Items listed in a dataset
Issue #217, opened 2024-01-24
Common misconception about `equals` not being applied to `map`s


gilvan-reis:
# Context
It is a common misconception from users that the default matcher for `map` is `embeds`. We already had another [issue](https://github.com/nubank/matcher-combinators/issues/108) that improved the documentation, but this problem continues to happen very often.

| TASK INSTRUCTIONS |
From the first line to the last, transcribe the records exactly.

| EXERCISE ANSWER |
Issue #217, opened 2024-01-24
Common misconception about `equals` not being applied to `map`s


gilvan-reis:
# Context
It is a common misconception from users that the default matcher for `map` is `embeds`. We already had another [issue](https://github.com/nubank/matcher-combinators/issues/108) that improved the documentation, but this problem continues to happen very often.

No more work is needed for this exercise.